All of lore.kernel.org
 help / color / mirror / Atom feed
From: "Dr. David Alan Gilbert" <dgilbert@redhat.com>
To: zhanghailiang <zhang.zhanghailiang@huawei.com>
Cc: lizhijian@cn.fujitsu.com, quintela@redhat.com,
	yunhong.jiang@intel.com, eddie.dong@intel.com,
	peter.huangpeng@huawei.com, qemu-devel@nongnu.org,
	arei.gonglei@huawei.com, stefanha@redhat.com,
	amit.shah@redhat.com, hongyang.yang@easystack.cn
Subject: Re: [Qemu-devel] [PATCH COLO-Frame v11 25/39] COLO: implement default failover treatment
Date: Thu, 10 Dec 2015 19:01:14 +0000	[thread overview]
Message-ID: <20151210190113.GL2570@work-vm> (raw)
In-Reply-To: <1448357149-17572-26-git-send-email-zhang.zhanghailiang@huawei.com>

* zhanghailiang (zhang.zhanghailiang@huawei.com) wrote:
> If we detect some error in colo,  we will wait for some time,
> hoping users also detect it.
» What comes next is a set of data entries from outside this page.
PR #1859, opened 2025-07-08
Inband offline detection of RVs

souravgupta-msft:
## Type of Change

- [ ] Bug fix
- [x] New feature
- [ ] Other (describe):

## Description
If RPC calls like PutChunk to an RV fails, then instead of updating the state of the RV to "offline", we update it to "inband-offline". Marking RV's state to offline is not correct as the connection between the two nodes might be bad, whereas the RV/server node is still up. So, we update its state to "inband-offline" state. The fix-mv workflow will later pick this "inband-offline" state RV and replace it with different RV (similar to how it is done for offline RVs).


internal/dcache/cluster_manager/cluster_manager.go
```diff
@@ -1849,12 +1849,12 @@ func (cmi *ClusterManager) updateMVList(rvMap map[string]dcache.RawVolume,
...
 
 			//
-			// If this component RV is not offline, its containing node must be excluded for replacement RV(s).
+			// If this component RV is not offline/inband-offline, its containing node must be excluded for replacement RV(s).
 			// We don't exclude the node if the component RV is offline to support the case where the same node
 			// comes back up online and we may want to use the same RV or another RV from the same node, as
 			// replacement RV.
 			//
-			if mv.RVs[rvName] != dcache.StateOffline {
+			if mv.RVs[rvName] != dcache.StateOffline && mv.RVs[rvName] != dcache.StateInbandOffline {
```
linuxsmiths: actually we should leave it as before since for inband-offline we would like to exclude the node as most likely other RVs on that node are also not reachable. If we allow that node to be used for picking replacement RVs, we might get into a situation where it picks another RV from the same node and that's bad too, then next time around it picks this one and so on..
We must exclude the node but count it as offline.

internal/dcache/cluster_manager/cluster_manager.go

If users don't issue failover command.
> We will go into default failover procedure, which the PVM will takeover
> work while SVM is exit in default.

I'm not sure this is needed; especially on the SVM.  I don't see any harm
in the SVM waiting forever to be told what to do - it could be told to
failover or quit; I don't see any benefit to it automatically exiting.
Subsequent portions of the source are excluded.